The need for an alternative to HTTP has been obviated with the Internet Engineering Task Force’s announcement that HTTP/2 has now been approved as a formal standard. Google itself pledged its support for the fledgling standard earlier this month when it announced the retirement of SPDY, its own protocol for speeding up web traffic. ‘Since most of the benefits [of SPDY] are present in HTTP/2, it’s time to say goodbye,’ developer Chris Bentzel wrote at the time.
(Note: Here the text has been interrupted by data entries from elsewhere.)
PR #1795, opened 2025-06-09
Fix a failing test on latest/latest due to a new PL gate metadata

paul0403:
**Context:**
PL added a new metadata to controlled gates https://github.com/PennyLaneAI/pennylane/pull/7612
We thus need to update our tests that check for the number of metadata.

**Benefits:**
latest/latest does not fail


andrijapau (approved):
Thanks! 🥳

paul0403:
(No changelog needed for just updating tests)

PR #1796, opened 2025-06-09
Update `.dep-versions`

mudit2812:
Erick suggested we update `.dep-versions` to use the latest dev release of PennyLane after https://github.com/PennyLaneAI/pennylane/pull/7613 was merged. Since he's currently away, I'm opening the PR.

### DIFF
--- a/.dep-versions
+++ b/.dep-versions
@@ -10,7 +10,7 @@ enzyme=v0.0.180
 
 # For a custom PL version, update the package version here and at
 # 'doc/requirements.txt
-pennylane=0.42.0-dev33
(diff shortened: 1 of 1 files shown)


mlir/Enzyme
mudit2812, line 1: I'm not sure what has happened here

paul0403:
Note that I'm updating this in #1795

mlir/Enzyme
paul0403: Your local environment is on an old llvm/mhlo/enzyme. 

We can update in #1795 to avoid complications for you on this : )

HTTP/2’s improvements include a reduction in blocking connections, SPDY-like connection multiplexing to decrease the number of individual connections while increasing the number of page items that can be loaded at any one time, header compression, and ‘cache pushing,’ all of which combine to offer considerable improvements in performance both at server and client sides. While it uses the same application programming interface (API) calls as HTTP/1.1, it is a binary rather than text standard – which makes it unsuitable for selected edge-case scenarios such as manual connection debugging.
While companies like Google are already working on support for HTTP/2, the technology won’t see active use in the wild until it’s an official standard. The IETF’s Internet Engineering Steering Group’s approval of the protocol is the first step. ‘The IESG has formally approved the HTTP/2 and HPACK specifications, and they’re on their way to the RFC Editor, where they’ll soon be assigned RFC numbers, go through some editorial processes, and be published,‘ wrote IETF HTTP Working Group chair Mark Nottingham in a blog post on the matter. Nottingham also deflected criticism over Google’s involvement in the process, stating that ‘while a few have painted Google as forcing the [SPDY] protocol upon us, anyone who actually interacted with [Google’s] Mike [Belshe] and Roberto [Peon] in the group knows that they came with the best of intent, patiently explaining the reasoning behind their design, taking in criticism, and working with everyone to evolve the protocol.‘
The formal HTTP/2 RFC is expected to be published within weeks, rather than months, at which point browser and server developers will begin rolling out support for the standard.